Корф был ворчун, всем недовольный. Анне Иоанновне он свое неудовольствие показывал. Бирену в лицо дерзил. Иногда он выражался при дворе так, что, будь он русским, его бы уж давно вороны по кускам растащили. Но у него — заслуги перед престолом, за ним — надменное рыцарство Курляндии, и трогать его опасно. Оттого-то Корф — безбожник, книголюб, алхимик — мог делать все, что в голову взбредет, и не любил советников иметь.
Сейчас он нежно влюбился во фрейлину Вильдеман, которая приходилась племянницей фельдмаршалу Миниху. Но дорогу Корфу переступал камергер Менгден, вице-президент Коммерц-коллегии. Корф предложил ему бороться за руку и сердце Вильдеман:
— Назовите мне ваше любимое оружие.
— Яд! — засмеялся Менгден вызывающе.
— Что ж, — согласился Корф, — дуэлироваться можно и этим оружием подлости… Давайте так: вы мне дадите яд, а я вам свой подсыплю. Кто из нас быстрее приготовит противоядие, тот выживет и станет обладателем руки и сердца юной Вильдеман…
— Я пошутил, — отрекся Менгден. — Нет, мне с вами в химии не соперничать.
Уж лучше шпага! И чтобы… поменьше свидетелей.
— Согласен и на то. Драться уедем на родину, в Курляндию.

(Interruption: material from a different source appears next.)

PR #3425, opened 2026-05-20
[0409] 添加 \varomega 命令支持

yinyuscloor:


da-liii:
see https://github.com/MoganLab/mogan/pull/3418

Любовная тоска перебивалась размышлениями о запущенности дел академических. В этом году Корф образовал «Русское собрание» при Академии, где русские занимались толкованием русского языка, — это хорошо: пусть возникнет «Толковый словарь» языка российского. Корф видел явное: ученые — все иноземцы, и коли кто понадобится, то зовут опять из Европы. Но… до каких же пор? Бернулли взялся обучать Ададурова, и опыт сей показателен: Ададуров стал великолепным математиком… Россия сама должна поставлять ученых, подобно рекрутам; таковые сыщутся, только искать их никто еще не пробовал. Как раз в это время опустела академическая гимназия, и Шумахер вошел с докладом к барону.